You could drive by the restaurant 300 times
without ever being tempted to stop.
You dump your Lexus off with the valet,
march down a breezeway.
It looks like the path to Thunder Mountain at Disneyland.
You walk past a watery ditch lined with shattered rock whose cracks ooze green light.
You are led to an elevator in the rust-colored steel structure.
If you spend much time watching period Asian movies,
you will remember scenes of dark inns,
a crew of women tending an ancient grill,
prodding battered cookpots licked with yellow flame.
Their interiors resonate with dark wood and leather,
stone and iron, surfaces oozing water and flame.
Like the fifth level of any first-person shooter
You never know quite whether to order a Dirty Martini
or to search the ground for a pulsing golden key.
It is time to go down into the dining room.
The minimalist soundtrack,
which sounds like the part
where the icebergs float by in a National Geographic film.
If you try to muscle your way toward a seat
that may not officially belong to you,
a stooped Chinese woman will cut you off at the knees.

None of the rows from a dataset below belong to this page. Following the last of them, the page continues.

PR #9709, opened 2018-02-28
New methods for server-register (FR#259)

ch-luke:
The current server-register package seems to have a narrow use case and therefore request the attached changes. For my first overview and thoughts on the topic - please refer to the Feature request - https://github.com/meteor/meteor-feature-requests/issues/259.

BTW, when I tested some of the out-the-box methods I was getting some interesting results. For example when I did `sink.appendToElementById('noscript', 'this is additional stuff')` I was expecting the code to be added to the end of the current value and not prepended to the start - and the whole resulting html of the element was encapsulated in quotes and made into a string. 

I really need the PR to be approved in some form to support my SEO efforts. 

Thanks in advance - Luke.

### DIFF
--- a/packages/server-render/server-register.js
+++ b/packages/server-render/server-register.js
@@ -1,9 +1,57 @@
 import { WebAppInternals } from "meteor/webapp";
+import cheerio from "cheerio";
 import MagicString from "magic-string";
 import { SAXParser } from "parse5";
 import { create as createStream } from "combined-stream2";
 import { ServerSink, isReadable } from "./server-sink.js";
 import { onPageLoad } from "./server.js";
+
+function updateContent(data, section, selector, itemArray) {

A waitress will try to sell you a third or fourth martini.
The skull of Simon Le Bon splats on your forehead.
His brains trickle down your cheek like warm yolk.
I wave toward the canapé,
telling him that I had always considered truffle oil
to be the Heinz ketchup of the overbred.
Traditional dishes are more austere
than what used to be served,
possibly because of the seediness
radiating from the adult-video store next door.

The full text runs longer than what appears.